%%

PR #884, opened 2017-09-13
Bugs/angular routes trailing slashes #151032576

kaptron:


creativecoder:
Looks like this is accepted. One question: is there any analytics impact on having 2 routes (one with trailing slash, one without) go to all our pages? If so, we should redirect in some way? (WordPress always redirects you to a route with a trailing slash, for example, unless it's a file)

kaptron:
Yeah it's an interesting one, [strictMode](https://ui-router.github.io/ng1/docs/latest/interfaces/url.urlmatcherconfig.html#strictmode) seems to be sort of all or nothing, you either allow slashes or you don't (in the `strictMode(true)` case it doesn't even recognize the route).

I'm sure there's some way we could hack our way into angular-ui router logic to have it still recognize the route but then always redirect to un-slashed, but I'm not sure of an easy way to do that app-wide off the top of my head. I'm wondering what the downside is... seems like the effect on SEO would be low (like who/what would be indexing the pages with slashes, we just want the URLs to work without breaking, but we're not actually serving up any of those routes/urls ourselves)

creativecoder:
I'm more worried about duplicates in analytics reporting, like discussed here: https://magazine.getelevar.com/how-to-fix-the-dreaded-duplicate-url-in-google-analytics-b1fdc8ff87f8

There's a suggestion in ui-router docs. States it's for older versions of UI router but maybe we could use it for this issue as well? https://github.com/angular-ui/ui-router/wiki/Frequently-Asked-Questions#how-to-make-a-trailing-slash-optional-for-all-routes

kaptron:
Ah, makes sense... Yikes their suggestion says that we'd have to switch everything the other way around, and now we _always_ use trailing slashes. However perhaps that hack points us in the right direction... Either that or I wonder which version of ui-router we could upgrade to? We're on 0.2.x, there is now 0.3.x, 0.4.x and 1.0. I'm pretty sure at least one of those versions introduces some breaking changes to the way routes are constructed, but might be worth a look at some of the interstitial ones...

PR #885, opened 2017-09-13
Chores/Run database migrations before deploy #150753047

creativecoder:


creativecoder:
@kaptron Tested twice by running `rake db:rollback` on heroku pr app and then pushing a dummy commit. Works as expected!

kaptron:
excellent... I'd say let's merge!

%%

Across all the entries above, count each line that has the word "this" in it, and give only the count.

Expected output: 2